What is expected:
Print each record below character for character.

Start of Block

PR #1868, opened 2018-11-20
Replay check to ordering gate

nickaleks:
Signed-off-by: Nikita Alekseev <n.alekseev2104@gmail.com>

### Description of the Change
This PR adds a replay check to ordering gate via transaction cache

### Benefits
No replays in ordering gate

### Possible Drawbacks 
None

### DIFF
--- a/irohad/ordering/impl/on_demand_ordering_gate.cpp
+++ b/irohad/ordering/impl/on_demand_ordering_gate.cpp
@@ -95,7 +95,8 @@ OnDemandOrderingGate::removeReplays(
           return true;
         },
         [](const auto &status) {
-          // TODO: log replayed transactions when log is added
+          // TODO nickaleks 21.11.18: IR-1887 log replayed transactions
+          // when log is added
           return false;
         });
   };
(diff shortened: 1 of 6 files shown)


irohad/ordering/impl/on_demand_ordering_gate.cpp
```diff
@@ -68,3 +69,39 @@ void OnDemandOrderingGate::setPcs(
...
+    const shared_model::interface::Proposal &proposal) const {
+  auto not_processed_txs = [this](const auto &tx) {
+    auto tx_result = tx_cache_->check(tx.hash());
+    return iroha::visit_in_place(
+        tx_result,
+        [](const ametsuchi::tx_cache_status_responses::Missing &) {
+          return true;
+        },
+        [](const auto &status) {
+          // TODO: log replayed transactions when log is added
```
kamilsa: Add IR number

irohad/ordering/impl/on_demand_ordering_gate.cpp
```diff
@@ -68,3 +69,40 @@ void OnDemandOrderingGate::setPcs(
...
+  if (not *proposal) {
+    return nullptr;
+  }
+  return removeReplays(**proposal);
+}
+
+std::unique_ptr<shared_model::interface::Proposal>
+OnDemandOrderingGate::removeReplays(
+    const shared_model::interface::Proposal &proposal) const {
+  auto not_processed_txs = [this](const auto &tx) {
```
MBoldyrev: I suggest renaming this function to something like `tx_is_not_processed`, because a) it currently looks very similar to the variable below, `unprocessed_txs`, which is the result of applying this filter, and b) it handles single tx, so no "txs"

End of Block

Response for this exercise:
PR #1868, opened 2018-11-20
Replay check to ordering gate

nickaleks:
Signed-off-by: Nikita Alekseev <n.alekseev2104@gmail.com>

### Description of the Change
This PR adds a replay check to ordering gate via transaction cache

### Benefits
No replays in ordering gate

### Possible Drawbacks 
None

### DIFF
--- a/irohad/ordering/impl/on_demand_ordering_gate.cpp
+++ b/irohad/ordering/impl/on_demand_ordering_gate.cpp
@@ -95,7 +95,8 @@ OnDemandOrderingGate::removeReplays(
           return true;
         },
         [](const auto &status) {
-          // TODO: log replayed transactions when log is added
+          // TODO nickaleks 21.11.18: IR-1887 log replayed transactions
+          // when log is added
           return false;
         });
   };
(diff shortened: 1 of 6 files shown)


irohad/ordering/impl/on_demand_ordering_gate.cpp
```diff
@@ -68,3 +69,39 @@ void OnDemandOrderingGate::setPcs(
...
+    const shared_model::interface::Proposal &proposal) const {
+  auto not_processed_txs = [this](const auto &tx) {
+    auto tx_result = tx_cache_->check(tx.hash());
+    return iroha::visit_in_place(
+        tx_result,
+        [](const ametsuchi::tx_cache_status_responses::Missing &) {
+          return true;
+        },
+        [](const auto &status) {
+          // TODO: log replayed transactions when log is added
```
kamilsa: Add IR number

irohad/ordering/impl/on_demand_ordering_gate.cpp
```diff
@@ -68,3 +69,40 @@ void OnDemandOrderingGate::setPcs(
...
+  if (not *proposal) {
+    return nullptr;
+  }
+  return removeReplays(**proposal);
+}
+
+std::unique_ptr<shared_model::interface::Proposal>
+OnDemandOrderingGate::removeReplays(
+    const shared_model::interface::Proposal &proposal) const {
+  auto not_processed_txs = [this](const auto &tx) {
```
MBoldyrev: I suggest renaming this function to something like `tx_is_not_processed`, because a) it currently looks very similar to the variable below, `unprocessed_txs`, which is the result of applying this filter, and b) it handles single tx, so no "txs"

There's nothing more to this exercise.